Single by Aerosmith

from the album Toys in the Attic
- B-side: "Toys in the Attic"
- Released: November 11, 1975
- Recorded: 1975
- Genre: Soft rock
- Length: 3:00 (single version); 5:12 (album version);
- Label: Columbia
- Songwriters: Steven Tyler, Don Solomon
- Producer: Jack Douglas

Aerosmith singles chronology
| "Walk This Way" (1975) | "You See Me Crying" (1975) | "Dream On (re-release)" (1976) |

= You See Me Crying =

1975 single by Aerosmith

"You See Me Crying" is a power ballad by American hard rock band Aerosmith. It was released in 1975 as the last track on the band's breakthrough album Toys in the Attic. A shorter mix of the song was released as the third single from the album in November 1975, but failed to chart. Consequently, the original single (backed with "Toys in the Attic") is rather rare.

==Recording==
The song is a complex piano ballad and was heavily orchestrated. Aerosmith and producer Jack Douglas brought in a symphony orchestra for the song, which was conducted by Mike Mainieri. The song itself was written by lead singer Steven Tyler and outside collaborator Don Solomon (keyboardist on Tyler's first band, Chain Reaction). Some of the band members became frustrated with the song, which took a long time to complete, due to the many complex drum and guitar parts. Due to the complex arrangement featuring piano and orchestra, Aerosmith rarely plays the song live.

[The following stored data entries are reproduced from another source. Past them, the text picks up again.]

PR #739, opened 2018-05-10
Curiosity Driven Exploration & Pyramids Environments

awjuliani:
* Adds implementation of *Curiosity-driven Exploration by Self-supervised Prediction* (https://arxiv.org/abs/1705.05363) to PPO trainer.
* To enable, set `use_curiosity` flag to `true` in hyperparameter file.
* Includes refactor of `unitytrainers` model code to accommodate new feature.
* Adds new `Pyramids` environment (w/ documentation). Environment contains sparse reward, and can only be solved using PPO+Curiosity.

In particular looking for feedback on python-side refactoring, as there may be nicer way of doing things.


mmattar:
@awjuliani How do the results change by enabling curiosity for our current environments?

python/unitytrainers/models.py
```diff
@@ -44,109 +56,137 @@ def create_visual_input(o_size_h, o_size_w, bw, name):
         visual_in = tf.placeholder(shape=[None, o_size_h, o_size_w, c_channels], dtype=tf.float32, name=name)
         return visual_in
 
-    def create_vector_input(self, s_size):
+    def create_vector_input(self):
```
vincentpierre: Should `create_vector_input` take in a name as argument in the same way `create_visual_input` does ?

python/unitytrainers/models.py
```diff
@@ -159,7 +199,8 @@ def create_new_obs(self, num_streams, h_size, num_layers):
             final_hiddens.append(final_hidden)
         return final_hiddens
 
-    def create_recurrent_encoder(self, input_state, memory_in, name='lstm'):
+    @staticmethod
+    def create_recurrent_encoder(input_state, memory_in, sequence_length, name='lstm'):
         """
```
vincentpierre: For uniformity, maybe the name in all those methods should be an optional argument (same with reuse) ?

python/unitytrainers/ppo/models.py
```diff
@@ -44,6 +49,92 @@ def create_reward_encoder():
         update_reward = tf.assign(last_reward, new_reward)
         return last_reward, new_reward, update_reward
 
+    def create_curiosity_encoders(self):
```
vincentpierre: Maybe for latter : Each encoder could be in its own script ?

python/unitytrainers/ppo/models.py
```diff
@@ -44,6 +49,92 @@ def create_reward_encoder():
...
+                next_visual_encoders.append(encoded_next_visual)
+
+            hidden_visual = tf.concat(visual_encoders, axis=1)
+            hidden_next_visual = tf.concat(next_visual_encoders, axis=1)
+            inverse_input_list.append(hidden_visual)
+            inverse_input_list.append(hidden_next_visual)
+            encoded_state_list.append(hidden_visual)
+            encoded_next_state_list.append(hidden_next_visual)
+
+        if self.o_size > 0:
```
vincentpierre: I think we have a better way to check for continuous vector observation than than. It might cause problems in scenarios where the vector observation is a continuous single float.

python/unitytrainers/ppo/models.py
```diff
@@ -44,6 +49,92 @@ def create_reward_encoder():
...
         return last_reward, new_reward, update_reward
 
+    def create_curiosity_encoders(self):
+        """
+        Creates state encoders for current and future observations.
+        Used for implementation of ﻿Curiosity-driven Exploration by Self-supervised Prediction
+        See https://arxiv.org/abs/1705.05363 for more details.
+        :return: current and future state encoder tensors.
+        """
+        inverse_input_list = []
```
vincentpierre: I cannot see where this is used. Where is this list consumed ?

python/unitytrainers/ppo/models.py
```diff
@@ -44,6 +49,92 @@ def create_reward_encoder():
...
+            encoded_state_list.append(encoded_vector_obs)
+            encoded_next_state_list.append(encoded_next_vector_obs)
+
+        encoded_state = tf.concat(encoded_state_list, axis=1)
+        encoded_next_state = tf.concat(encoded_next_state_list, axis=1)
+        return encoded_state, encoded_next_state
+
+    def create_inverse_model(self, encoded_state, encoded_next_state):
+        """
+        Creates inverse model TensorFlow ops for Curiosity module.
```
vincentpierre: Maybe add something like : Predicts the action taken between state and next state.

python/unitytrainers/ppo/models.py
```diff
@@ -44,6 +49,92 @@ def create_reward_encoder():
...
+        :param encoded_state: Tensor corresponding to encoded current state.
+        :param encoded_next_state: Tensor corresponding to encoded next state.
+        """
+        combined_input = tf.concat([encoded_state, encoded_next_state], axis=1)
+        if self.brain.vector_action_space_type == "continuous":
+            pred_action = tf.layers.dense(combined_input, self.a_size, activation=None)
+            squared_difference = tf.reduce_sum(tf.squared_difference(pred_action, self.selected_actions), axis=1)
```
vincentpierre: Where is self.selected_actions created in continuous control. In discrete, it is in create_dc_actor_critic. I think self.selected_actions should be in create_dc_actor_critic then. Did you try curiosity with a continuous control environment to make sure self.selected_action is used ?

python/unitytrainers/ppo/trainer.py
```diff
@@ -231,31 +260,41 @@ def add_experiences(self, curr_all_info: AllBrainInfo, next_all_info: AllBrainIn
...
+                        self.training_buffer[agent_id]['actions_pre'].append(actions_pre[idx])
                     a_dist = stored_take_action_outputs[self.model.all_probs]
                     value = stored_take_action_outputs[self.model.value]
                     self.training_buffer[agent_id]['actions'].append(actions[idx])
-                    if self.is_continuous_action:
-                        self.training_buffer[agent_id]['actions_pre'].append(actions_pre[idx])
                     self.training_buffer[agent_id]['prev_action'].append(stored_info.previous_vector_actions[idx])
                     self.training_buffer[agent_id]['masks'].append(1.0)
-                    self.training_buffer[agent_id]['rewards'].append(next_info.rewards[next_idx])
+                    if self.use_curiosity:
```
vincentpierre: Would it make more sense to always have an intrinsic reward but only have it non-zero when curiosity is used ?

python/unitytrainers/ppo/trainer.py
```diff
@@ -345,7 +390,7 @@ def update_model(self):
         """
         num_epoch = self.trainer_parameters['num_epoch']
         n_sequences = max(int(self.trainer_parameters['batch_size'] / self.sequence_length), 1)
-        total_v, total_p = [], []
+        total_v, total_p, total_f, total_i = [], [], [], []
```
vincentpierre: Maybe it is time to find better names for these variables or is this outside of the scope of this PR ?

unity-environment/Assets/ML-Agents/Scripts/Agent.cs
```diff
@@ -675,6 +675,11 @@ protected void AddVectorObs(Quaternion observation)
         info.vectorObservation.Add(observation.z);
         info.vectorObservation.Add(observation.w);
     }
+    
+    protected void AddVectorObs(bool observation)
```
vincentpierre: Add a `<summary>`

unity-environment/Assets/ML-Agents/Examples/Pyramids/Scripts/PyramidSwitch.cs
```diff
@@ -0,0 +1,48 @@
...
+    private bool state;
+    private GameObject area;
+    private PyramidArea areaComponent;
+
+    public bool GetState()
+    {
+        return state;
+    }
+
+    private void Start()
```
vincentpierre: InitializeAgent?

unity-environment/Assets/ML-Agents/Examples/Pyramids/Scripts/PyramidSwitch.cs
```diff
@@ -0,0 +1,48 @@
...
+    {
+        area = gameObject.transform.parent.gameObject;
+        areaComponent = area.GetComponent<PyramidArea>();
+        Reset();
```
vincentpierre: Can we name Reset ResetSwitch ?

python/unitytrainers/ppo/models.py
```diff
@@ -44,6 +49,92 @@ def create_reward_encoder():
...
+            inverse_input_list.append(encoded_vector_obs)
+            inverse_input_list.append(encoded_next_vector_obs)
+            encoded_state_list.append(encoded_vector_obs)
+            encoded_next_state_list.append(encoded_next_vector_obs)
+
+        encoded_state = tf.concat(encoded_state_list, axis=1)
+        encoded_next_state = tf.concat(encoded_next_state_list, axis=1)
+        return encoded_state, encoded_next_state
+
+    def create_inverse_model(self, encoded_state, encoded_next_state):
```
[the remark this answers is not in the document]
awjuliani: Good point.

python/unitytrainers/ppo/models.py
awjuliani: Can you elaborate? Are you thinking of a `curiosity.py`?

python/unitytrainers/ppo/models.py
awjuliani: What would you suggest?

python/unitytrainers/ppo/trainer.py
awjuliani: If we did that we'd need some code to generate zeroes and keep track of them, which doesn't seem to be as elegant.

python/unitytrainers/ppo/trainer.py
awjuliani: I will make them less terrible here. It is justified since we are adding new ones.

unity-environment/Assets/ML-Agents/Examples/Pyramids/Scripts/PyramidSwitch.cs
awjuliani: Yes. We. Can.

python/unitytrainers/ppo/models.py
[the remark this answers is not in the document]
awjuliani: Actually, this may require a larger refactoring. I think it would be best to wait as part of a our larger changes we will be making to trainers in the future.

python/unitytrainers/ppo/models.py
```diff
@@ -35,6 +36,8 @@ def __init__(self, brain, lr=1e-4, h_size=128, epsilon=0.2, beta=1e-3, max_step=
         else:
             self.create_dc_actor_critic(h_size, num_layers)
         if self.use_curiosity:
+            self.encoding_size = encoding_size
```
vincentpierre: encoding_size could have a more explicit name.

python/unitytrainers/ppo/models.py
```diff
@@ -35,6 +36,8 @@ def __init__(self, brain, lr=1e-4, h_size=128, epsilon=0.2, beta=1e-3, max_step=
...
+            self.curiosity_strength = curiosity_strenght
```
vincentpierre: typo

python/trainer_config.yaml
```diff
@@ -17,13 +17,22 @@ default:
     sequence_length: 64
     summary_freq: 1000
     use_recurrent: false
+    use_curiosity: false
```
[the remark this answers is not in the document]
awjuliani: There is no model learned when `use_curiosity` is false. Are you suggesting we don't learn the model when strength == 0?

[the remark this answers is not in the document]
vincentpierre: Yes, and 0 is the default.

python/unitytrainers/ppo/models.py
vincentpierre: `curiosity_encoding_size` or `forward_model_h_size` or`curiosity_h_size`

python/unitytrainers/ppo/trainer.py
```diff
@@ -43,6 +43,7 @@ def __init__(self, sess, env, brain_name, trainer_parameters, training, seed):
         self.use_recurrent = trainer_parameters["use_recurrent"]
         self.use_curiosity = bool(trainer_parameters['use_curiosity'])
         self.sequence_length = 1
+        self.has_updated = False
```
vincentpierre: Can you put a comment describing what it does ?
I think it could also benefit a better name. From the code, I think it is something like `had_first_update`

unity-environment/ProjectSettings/TagManager.asset
```diff
@@ -25,6 +25,7 @@ TagManager:
   - switchOff
   - pyramid
   - switchOn
+  - stone
```
vincentpierre: So many tags... Can we have themn more generic like `object0`, `object1`, `enemy0`...

python/unitytrainers/ppo/models.py
```diff
@@ -8,7 +8,8 @@
 
 class PPOModel(LearningModel):
     def __init__(self, brain, lr=1e-4, h_size=128, epsilon=0.2, beta=1e-3, max_step=5e6,
-                 normalize=False, use_recurrent=False, num_layers=2, m_size=None):
+                 normalize=False, use_recurrent=False, num_layers=2, m_size=None, use_curiosity=False,
+                 curiosity_strength=0.01, encoding_size=128):
```
vincentpierre: Please rename encoding_size to something containing curiosity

The band's label, Columbia Records, was nonetheless very impressed with the song and the recording process. Bruce Lundvall, then-president of Columbia, walked in on the recording sessions for Toys when the band was working on the song and remarked: "You guys got an incredible thing going here. I just came from a Herbie Hancock session and this is much more fun".

Brad Whitford played lead guitar on the song, rather than Aerosmith's usual lead guitarist Joe Perry.

==Reception==
Cash Box called it a "a rock ballad sure to raise nodules on your turntable" and that "heavy metal enthusiasts will appreciate the large-scale production as Aerosmith sounds like five major symphony orchestras all playing different songs." Ultimate Classic Rock critic Chad Childers rated it as Aerosmith's 10th best song of the 1970s, saying that Tyler shows "a knack for rock ballads that would serve him well in the decades to come."

==Performance notes==
The final version of the song was taken from takes 12, 14, and 15, and the single version of the song was edited down to 3:00.

While Aerosmith were planning the Back in the Saddle Tour and recording the Done with Mirrors album during 1984, Boston DJ Mark Parenteau of WBCN-FM played the song. Tyler liked the song so much, he suggested his group record a cover version, only to be told by Perry, "It's us, fuckhead." Tyler was suffering from memory problems at the time due to heavy drug use.